After a tough rejection from federal regulators, Watertown biopharmaceutical player Disc Medicine, the company behind experimental EPP drug bitopertin, has cut roughly one in five jobs as it pulls back on commercial plans. Employees and local reporting say the reductions amount to about 20 percent of the company's headcount and include members of the commercial and corporate teams. The move comes on the heels of a regulatory setback in which the U.S. Food and Drug Administration declined to accept Disc’s accelerated application for the drug.

According to the Boston Business Journal, Disc told staff on March 2 that roughly 20 percent of roles would be eliminated, with the reductions primarily hitting commercial operations and corporate functions. The outlet reported that the cuts follow the agency's review outcome earlier this month and noted that the company did not immediately provide a more detailed headcount breakdown to local reporters.
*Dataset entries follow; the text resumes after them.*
Issue #389, opened 2017-01-18
Add support for x-authentication-scheme and Bearer auth scheme in apiKey security definition


advance512:
### Description

As seen in issue #124, many users require support for JWT, specifically using the Bearer authentication scheme. 

Using JWT seems like a very common scenario, as are various non-Basic authentication schemes that use the [`Bearer` authentication scheme](https://tools.ietf.org/html/rfc6750#section-2.1) as basis. 
A hackish solution was offered in that thread, but the resultant experience isn't very comfortable and requires you to edit the Connexion source files (hence it is a problem to be based on the latest version of connexion).

I suggest a vendor-specific setting, `x-authentication-scheme`, in the security definition might suffice:

```
securityDefinitions:
  jwt:
    type: apiKey
    name: Authorization
    in: header
    x-authentication-scheme: Bearer
```

This will cause the API key set in the Authorize dialog to be treated as a JWT token, hence when it is part of a Authorization header the prefix "Bearer " will be appended.

rafaelcaricio:
Related issue #406

PR #390, opened 2017-01-18
Issue #389 - Add support for x-authentication-scheme and Bearer authentication scheme in apiKey security definition

advance512:
PR for issue #389.

    Added support for x-authentication-scheme in ApiKeyAuthorization object
    Added x-authentication-scheme field in Authorize dialog
    Automatically adds 'Bearer ' prefix to Authorization header in case x-authentication-scheme is 'Bearer'
    Beautified swagger-ui.js
    Updated swagger-ui.min.js
    index.html now uses minified version of swagger-ui.js for better performance (86.57% compression, saving 2804.37 kb)


rafaelcaricio:
Hi @advance512! Thank you for working on it. But this PR is impossible to review. Could you please make the necessary changes in the existing files?

advance512:
Good point.

How about you beautify the existing JavaScript in a new commit in the branch master (or develop), and then I'll rebase on that version so you can see the diff?

I used: http://jsbeautifier.org/

It is impossible to do any proper work in the existing JS file.

rafaelcaricio:
That one of the problems of this vendor of the Swagger UI within Connexion. We must find a way to handle this better. We shouldn't be developing on the minified version of the JS. 

We should have a submodule to the original Swagger UI repo under a directory like `/vendor`, plus adding our patch and static files processing (minification, compilation, appending, etc) in the `release.sh` script just before publishing a new Connexion package.

I know it is a lot more work, and I think it is not fair to ask you for that since you want to change something completely different and small. I will try to find time as soon as possible to do some work in this direction and then we can move forward with further modification in those static files. How does it sound?

advance512:
Well, sure. I will try and create another patch, temporarily, that affects just the non-minified field, with the existing JS formatting.

rafaelcaricio:
I have opened an issue for the Swagger UI handling https://github.com/zalando/connexion/issues/406. Lets continue in the new PR #391 to proceed with this change.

FDA setback leaves APOLLO as the path forward

The FDA issued a Complete Response Letter for the bitopertin NDA, concluding that earlier trials showed the drug lowered the PPIX biomarker but did not demonstrate a clear association between PPIX reductions and the sunlight-exposure outcomes measured in those studies. As detailed in a company press release via GlobeNewswire, Disc said the ongoing Phase 3 APOLLO trial could provide the evidence the FDA wants and that topline APOLLO results are expected in Q4 2026, with an updated FDA decision possible by mid-2027.
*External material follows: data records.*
Issue #395, opened 2017-02-06
Unicode Strings in Response body


LeenaBhegade:
### Description
I am using Python 2.7 , connexion == 1.0.129

I am using connexion for writing my api endpoints. In the code I retrieve unicode strings ( for example: £ ) from database, create a dictionary and return it to client. Initially I assumed connexion will support utf-8 encoding and I don't have to make any additional changes to the configuration. 
When I did a  GET/ request  to my endpoint (which is further retrieving data from database and sending back response) , below is what I get on client (browser ) side

 {
        "user": 123, 
        "format": "\u00a3", 
        "id": 10, 
  }

The unicode strings are escaped and £ is not getting printed as expected. 

After reading more about encoding I came through Flask configuration variable JSON_AS_ASCII  to not encode strings to ASCII and output strings as-is and return unicode strings.
 I set the JSON_AS_ASCII in the app.app.config['JSON_AS_ASCII']=False.After running the code again I triggered a get request and got another

UnicodeEncodeError: 'ascii' codec can't encode character u'\xa3' in position 991: ordinal not in range(128)

After looking at code I noticed that the failure is caused during serialisation of the json response in decorators.produces class. 
The method Jsonifier.dumps() in produces class fails while returning the json response ---->
 "return {}\n".format(json.dumps(data, indent=2))

I checked the implementation on json.dumps in  flask.json.dumps() and noticed that the json message is not encoded before returning. the method is using keyword argument "encoding" for encoding the json message and currently it is "none" instead of "utf-8" ( No keyword argument is passed to Flask.json.dumps() from connexion currently )

 
### Expected behaviour
 Response on browser
 {
        "user": 123, 
        "format": "£", 
        "id": 10, 
  }

### Actual behaviour
Response on browser
{
        "user": 123, 
        "format": "\u00a3", 
        "id": 10, 
  }

### Additional info:
The connexion project was created from swagger.io

### Questions 
Is there any way to set a set the keyword argument "encoding:utf-8"  to flask.json.dumps() in  connexion or do I need to use python 3  ?

Is there a configuration parameter in connexion which  sets the  keyword argument encoding = "utf-8"  ?

I am very new to this framework so please correct me if I have missed important information while implementation.

rafaelcaricio:
[...]

PR #397, opened 2017-02-07
pass encoding=utf-8 keyword argument to flask.json.dumps

LeenaBhegade:
Issue #395 
Passing keyword argument "encoding=utf-8" to flask.json.dumps to make sure responses are encoded using utf-8.

### DIFF
--- a/connexion/decorators/produces.py
+++ b/connexion/decorators/produces.py
@@ -2,9 +2,9 @@
 import datetime
 import functools
 import logging
-import six
 
 import flask
+import six
 from flask import json
 
 from .decorator import BaseDecorator
--- a/connexion/decorators/produces.py
+++ b/connexion/decorators/produces.py
@@ -76,7 +76,7 @@ class Jsonifier(BaseSerializer):
         """ Central point where JSON serialization happens inside
         Connexion.
         """
-        return "{}\n".format(json.dumps(data, indent=2))
+        return "{}\n".format(json.dumps(data, indent=2, encoding="utf-8"))
 
     def __call__(self, function):
         """
--- a/connexion/decorators/produces.py
+++ b/connexion/decorators/produces.py
@@ -77,7 +77,7 @@ class Jsonifier(BaseSerializer):
         """ Central point where JSON serialization happens inside
         Connexion.
         """
-        if six.PY2 == True:
+        if six.PY2:
             json_content = json.dumps(data, indent=2, encoding="utf-8")
         else:
             json_content = json.dumps(data, indent=2)
--- a/connexion/decorators/produces.py
+++ b/connexion/decorators/produces.py
@@ -78,11 +78,11 @@ class Jsonifier(BaseSerializer):
         Connexion.
         """
         if six.PY2 == True:
-            encoding = "utf-8"
+            json_content = json.dumps(data, indent=2, encoding="utf-8")
         else:
-            encoding = None
+            json_content = json.dumps(data, indent=2)
 
-        return "{}\n".format(json.dumps(data, indent=2, encoding=encoding))
+        return "{}\n".format(json_content)
 
     def __call__(self, function):
         """
--- a/connexion/decorators/produces.py
+++ b/connexion/decorators/produces.py
@@ -2,6 +2,7 @@
 import datetime
 import functools
 import logging
+import six
 
 import flask
 from flask import json
@@ -76,7 +77,12 @@ class Jsonifier(BaseSerializer):
         """ Central point where JSON serialization happens inside
         Connexion.
         """
-        return "{}\n".format(json.dumps(data, indent=2, encoding="utf-8"))
+        if six.PY2 == True:
+            encoding = "utf-8"
+        else:
+            encoding = None
+
+        return "{}\n".format(json.dumps(data, indent=2, encoding=encoding))
 
     def __call__(self, function):
         """
--- a/tests/api/test_bootstrap.py
+++ b/tests/api/test_bootstrap.py
@@ -133,13 +133,13 @@ def test_single_route(simple_app):
 def test_resolve_method(simple_app):
     app_client = simple_app.app.test_client()
     resp = app_client.get('/v1.0/resolver-test/method')  # type: flask.Response
-    assert resp.data.decode() == '"DummyClass"\n'
+    assert resp.data.decode('utf-8') == '"DummyClass"\n'
 
 
 def test_resolve_classmethod(simple_app):
     app_client = simple_app.app.test_client()
     resp = app_client.get('/v1.0/resolver-test/classmethod')  # type: flask.Response
-    assert resp.data.decode() == '"DummyClass"\n'
+    assert resp.data.decode('utf-8') == '"DummyClass"\n'
 
 
 def test_add_api_with_function_resolver_function_is_wrapped(simple_api_spec_dir):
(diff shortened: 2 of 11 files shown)


hjacobs:
Thanks for the PR! Currently all the Travis CI tests fail.. (haven't checked the root cause)

rafaelcaricio:
For this PR there is an actual problem. Since we are encoding now with `utf-8` the returned valus are different and tests are failing. Example:

```
    def test_path_parameter_somefloat(simple_app):
        resp = app_client.get('/v1.0/test-float-path/123.45')  # type: flask.Response
>       assert resp.data.decode() == '"float"\n'
E       assert 'b\'"float"\'\n' == '"float"\n'
E         - b'"float"'
E         ? --       -
E         + "float"
```

The endpoints are returning `b'"float"'` instead of `"float"` and it is a valid JSON. Then all `json.loads` in the Connexion response are failing.

LeenaBhegade:
Hi @rafaelcaricio 

Thanks for your comment.
In my case for client side testing swagger has generated code for me  - resp.data.decode('utf-8'). 
Python 2.7 will by default use ascii for resp.data.decode()

From web browsers when I trigger the request the responses are decoded properly in utf-8 without any issues.

If we pass 'utf-8' parameter to the decoding method it should work I think. 

If you don't want that change then I can alternatively pass the encoding=utf-8 parameter conditionally when Flask config parameter app.app.config['JSON_AS_ASCII']=False is true.

Please let me know what you think is the best option ?

rafaelcaricio:
@LeenaBhegade I think the best option is to update the tests then to decode properly with 'utf-8'. Thank you for working on this.

rafaelcaricio:
BTW, please rebase with the latest changes from master.

LeenaBhegade:
Hi @rafaelcaricio 

I am happy to make changes to the tests. 

Thanks,
Leena

LeenaBhegade:
hi @rafaelcaricio,

I have added the "utf-8" parameter in the decoding function in all the tests. This has fixed all the test cases in python 2.x tests.

 But python 3.x  test cases are failing due to two errors
1) Assertion error assert 'b\'"DummyClass"\'\n' == '"DummyClass"\n'
2) json.decoder.JSONDecodeError: Expecting value: line 1 column 1 (char 0)

The decode function in Python3.x somehow is not stripping the prefix 'b' from the response. This is failing the 1) assertion and 2) json.loads (as it expects a bracket and not a character at the beginning)

A prefix of 'b' or 'B' is ignored in Python 2. Python 3 clearly represent byte string and they are still valid strings.

We could either not perform any encoding in python 3.x as utf-8 encoding is well handled in Python3 internally or strip the prefix b's off before assertion and json.loads.

I will continue to check further in details if it is some other reason for the problem.

rafaelcaricio:
@LeenaBhegade The way to go is to do a conditional for Python2.7 and Python3.x. Splitting the "b" from the string representation is not an acceptable solution. You can use six package for that.

LeenaBhegade:
hi @rafaelcaricio 

Thanks for your comment. I will implement the changes soon.

Thanks,
Leena

rafaelcaricio:
@LeenaBhegade Thank you for taking care of this!

LeenaBhegade:
@rafaelcaricio  No worrries. I am glad I could make some contribution towards it.

connexion/decorators/produces.py
```diff
@@ -76,7 +77,12 @@ def dumps(data):
         """ Central point where JSON serialization happens inside
         Connexion.
         """
-        return "{}\n".format(json.dumps(data, indent=2))
+        if six.PY2 == True:
```
rafaelcaricio: `if six.PY2:` should do.

connexion/decorators/produces.py
```diff
@@ -76,7 +77,12 @@ def dumps(data):
...
+            encoding = "utf-8"
+        else:
+            encoding = None
+
+        return "{}\n".format(json.dumps(data, indent=2, encoding=encoding))
```
rafaelcaricio: Maybe better to do:
```python
    json_content = json.dumps(data, indent=2, encoding='utf-8')
else:
    json_content = json.dumps(data, indent=2)

return "".format(json_content)
```

LeenaBhegade: Thanks for your comments. Will do.

LeenaBhegade: @rafaelcaricio,

you have suggested return "".format(json_content) 
but why are we not doing  return "{}\n".format(json_content) as it was being returned originally ?

hjacobs: @LeenaBhegade I assume it was a typo and @rafaelcaricio meant "{}\n".format(...)

rafaelcaricio:
My mistake. I would prefer to leave it exactly as it was before.

rafaelcaricio:
@LeenaBhegade You can add as many test cases as you think is necessary.

LeenaBhegade:
Sorry I have been pushing the code before testing the test cases. Somehow can't get the test cases running locally. Continuously getting module import errors.

rafaelcaricio:
@LeenaBhegade It's ok, you can squash the commits later.

LeenaBhegade:
@rafaelcaricio 

All the tests are passing except for Python 3.5 version  --- >ERROR: InvocationError: '/home/travis/build/zalando/connexion/.tox/flake8/bin/python setup.py flake8'

If the above error is not related to this change and you are happy with the test and changes, please could you approve the changes.

connexion/decorators/produces.py
rafaelcaricio: the `== True` is not necessary here.

rafaelcaricio:
@LeenaBhegade Thank you for working on this. I would like to kindly ask you to squash your commits. Please find out more about it here: https://ariejan.net/2011/07/05/git-squash-your-latests-commits-into-one/

LeenaBhegade:
@rafaelcaricio Done. Please approve whenever you get a chance.

rafaelcaricio:
@LeenaBhegade I would like to point out one of my code review requests was ignored: https://github.com/zalando/connexion/pull/397/files#r100395476

Please change that so we can get this merged.

LeenaBhegade:
@rafaelcaricio  
Sorry about missing that out. I have made the changes.
Thanks
Leena

rafaelcaricio:
Please apply this last change:
```patch
--- /home/travis/build/zalando/connexion/connexion/decorators/produces.py:before	2017-02-12 12:47:19.333433
+++ /home/travis/build/zalando/connexion/connexion/decorators/produces.py:after	2017-02-12 12:50:03.352099
@@ -2,9 +2,9 @@
 import datetime
 import functools
 import logging
-import six
 
 import flask
+import six
 from flask import json
 
 from .decorator import BaseDecorator
```

Basically it is just to move the line `import six` line to after `import logging`.

I am sorry to ask so many changes not directly related to your primary objective. But we need to keep the code quality of patches. I know it may be frustrating, but I hope you understand.

All those checks you could have executed in your local machine by running the command `tox` before pushing to the remote branch. Of course you would need to install all python versions we need to run the tests and checks.

LeenaBhegade:
Np.I apologise for missing out these little things. I should have taken care.

rafaelcaricio:
👍

rafaelcaricio:
@LeenaBhegade Thank you for working on this. PR merged! :1st_place_medal:

LeenaBhegade:
Thanks for letting me to do the work!

LeenaBhegade:
Hi @rafaelcaricio 

Just wanted to know when I would be able to install the new version of  connexion via pip ?

Thanks,
Leena

rafaelcaricio:
@LeenaBhegade I will be releasing a new version today. I will let you know.

rafaelcaricio:
@LeenaBhegade Sorry the delay. A new version of Connexion with your contribution has been just released https://pypi.python.org/pypi/connexion version `1.1.5`. Thank you again! 👍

Cash, commercial build and local impact

Disc has told investors it ended 2025 with about $791.2 million in cash, cash equivalents and marketable securities and that this position gives the company runway into 2029, according to company materials filed with the SEC. At the same time, management acknowledged higher selling, general and administrative spending to establish a commercialization infrastructure last year, an expense base the company now appears to be trimming with targeted staff reductions. For Watertown, that means a pause in the hiring surge that accompanied the company’s pre-launch buildout.

What to watch next

Patients, investors and local employees will be watching the APOLLO topline readout and any follow-up meeting with the FDA for signs the program can be salvaged and commercial plans restarted. CEO John Quisel said in the company release that the CRL “will delay the potential approval of bitopertin, but we have confidence in the ongoing APOLLO trial,” underscoring that management plans to press on with the study. In the near term, the cuts shrink the commercial footprint Disc had assembled while regulators wait for more definitive Phase 3 evidence.